In fact, satisfaction at the profits which private people had derived from German occupation had quite taken the upper hand of the sorrow the nation felt at the misfortunes that had fallen upon her.

This statement of mine will probably be questioned far and wide, but I shall always maintain it, in spite of any denials it may meet with. Patriotism with Frenchmen is mostly a question of words; it rarely goes beyond phrases, full of enthusiasm but devoid of real meaning. The country is essentially egoistical, and it is perhaps for that very reason that it has not only survived its disasters, but has emerged from them far more prosperous, in the material sense of the word only, than before the Germans overran the fair land of France.

One of the painful sights, in the days which followed immediately upon the occupation of Paris by the troops of Versailles, was the ferocious way in which the members of the Commune were hunted and executed. Awful scenes, in which private vengeances played a part perhaps even more important than public reasons, were enacted. The work of repression was a terrible one in the worst sense of the word, and the wanton cruelty which accompanied it will ever remain a dark page in the career of M. Thiers and of the members of his government. It is to be questioned whether it was indispensable, or even necessary, to exercise such utterly ruthless cruelty. The only explanation that can be given for such ferocious tyranny is that people in authority grew frightened and thought that, in order to hide their fear from the public, extreme severity was best, as it would at least have the advantage of instilling dread into the hearts of those who otherwise might have felt tempted to follow the example of Rossel, Raoul Rigault, and others.

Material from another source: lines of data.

PR #246, opened 2024-12-03
Support the use of `do` as a connective in UCS

chengluyu:
Main features:

- Keyword `do` can appear in place of `then`, and the default value of its UCS expression will be replaced with `UnitLit`.
- Keyword `do` can appear in a split of UCS to introduce expressions whose results are not needed between branches.

Relevant changes:

- Keyword `do` has the same left and right precedence as `then` and can be parsed as an infix operator.
- Add two `Set`s to `Desugarer` tracking the usage of `do` and `then`. If they are all used in the same UCS expression, an error will be reported.
- Add test file `ucs/syntax/Do.mls`, which shows the semantic difference between `do` and `then`.

Not so relevant changes:

- Add a unified `apply` to `Desugarer`. It should be called no matter we want to desugar `case`, `if`, or UCS shorthands.
- Add `kwLoc: Opt[Loc]` field to `IfLike` and `Case` for better error reporting.

### DIFF
--- a/hkmc2/shared/src/main/scala/hkmc2/syntax/Keyword.scala
+++ b/hkmc2/shared/src/main/scala/hkmc2/syntax/Keyword.scala
@@ -65,8 +65,8 @@ object Keyword:
   val `while` = Keyword("while", N, curPrec)
   
   val thenPrec = nextPrec
-  val `then` = Keyword("then", thenPrec, curPrec)
-  val `do` = Keyword("do", thenPrec, curPrec)
+  val `then` = Keyword("then", thenPrec, thenPrec)
+  val `do` = Keyword("do", thenPrec, thenPrec)
   
   val `else` = Keyword("else", nextPrec, curPrec)
   val `case` = Keyword("case", N, N)
--- a/hkmc2/shared/src/main/scala/hkmc2/syntax/Keyword.scala
+++ b/hkmc2/shared/src/main/scala/hkmc2/syntax/Keyword.scala
@@ -63,7 +63,11 @@ object Keyword:
   
   val `if` = Keyword("if", N, nextPrec)
   val `while` = Keyword("while", N, curPrec)
-  val `then` = Keyword("then", nextPrec, curPrec)
+  
+  val thenPrec = nextPrec
+  val `then` = Keyword("then", thenPrec, curPrec)
+  val `do` = Keyword("do", thenPrec, curPrec)
+  
   val `else` = Keyword("else", nextPrec, curPrec)
   val `case` = Keyword("case", N, N)
   val `fun` = Keyword("fun", N, N)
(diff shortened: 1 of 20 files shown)


hkmc2/shared/src/main/scala/hkmc2/syntax/Keyword.scala
```diff
@@ -63,7 +63,11 @@ object Keyword:
   
   val `if` = Keyword("if", N, nextPrec)
   val `while` = Keyword("while", N, curPrec)
-  val `then` = Keyword("then", nextPrec, curPrec)
+  
+  val thenPrec = nextPrec
+  val `then` = Keyword("then", thenPrec, curPrec)
+  val `do` = Keyword("do", thenPrec, curPrec)
```
LPTK: It seems this is equivalent but clearer?

```suggestion
  val thenPrec = nextPrec
  val `then` = Keyword("then", thenPrec, thenPrec)
  val `do` = Keyword("do", thenPrec, thenPrec)
```

LPTK:
Nice change! There are a few places to update that currently use `while` imperatively but with `then` because we didn't have `do` at the time.

hkmc2/shared/src/test/mlscript/codegen/Do.mls
```diff
@@ -26,15 +26,32 @@ val f = case
   do console.log("non-null")
```
chengluyu, line 26: I just realized that I didn't support `do` as a way to interleave computations.

chengluyu: It's supported in 006ce44! 🎉

chengluyu:
Can you please squash this PR when you merge?

hkmc2/shared/src/main/scala/hkmc2/syntax/Parser.scala
```diff
@@ -900,6 +900,12 @@ abstract class Parser(
       case (NEWLINE, _) :: (KEYWORD(kw), _) :: _
       if kw.canStartInfixOnNewLine && kw.leftPrecOrMin > prec
       && infixRules.kwAlts.contains(kw.name)
+      && kw != Keyword.`do` // This is to avoid the following case:
```
LPTK: `!=` should be avoided. 
```suggestion
      && kw isnt Keyword.`do` // This is to avoid the following case:
```

LPTK (approved):
All right, let's merge this.

Though I am not quite sure about the `do` situation. I don't like that it's currently overloaded, making things a bit difficult to parse sometimes, as in:

```fs
while
  do log(i)
  i < 3 do set i += 1
```
or
```fs
while
  do print(ls)
  ls is Cons(h, tl) do set ls = tl
```

Here the two uses of `do` serve quite different purposes, making things read a bit awkward.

When all was over and order restored, M. Thiers, who was still residing at Versailles, came to Paris for a few hours, just to see for himself the damage which his house in the Rue St. Georges had suffered, and to pay a brief visit to the Elysée, which he had left with such alacrity on the 18th of March, as soon as he had heard of the incidents that had taken place at Montmartre. The reason for this hurried appearance at the palace was, so he said, to see whether some important papers he had locked up in a safe, in his study there, had not been seized by the members of the Commune. As luck would have it, no one had discovered them, and the First President of the Third Republic was able to regain possession of his property.

A friend of his, to whom he mentioned the incident, asked him of what nature were those papers about which he had been so anxious during the whole of the two months the Commune had lasted. M. Thiers smiled, and replied simply: “They were not of any particular importance, but that was just the reason why I was afraid that the Commune should get hold of them. I had told everybody that they were of a most compromising nature for some of the people actually in power, and for the pretenders to the crown of this country. Imagine how compromised _I_ would have been had it been found out that they were merely tradesmen’s bills!”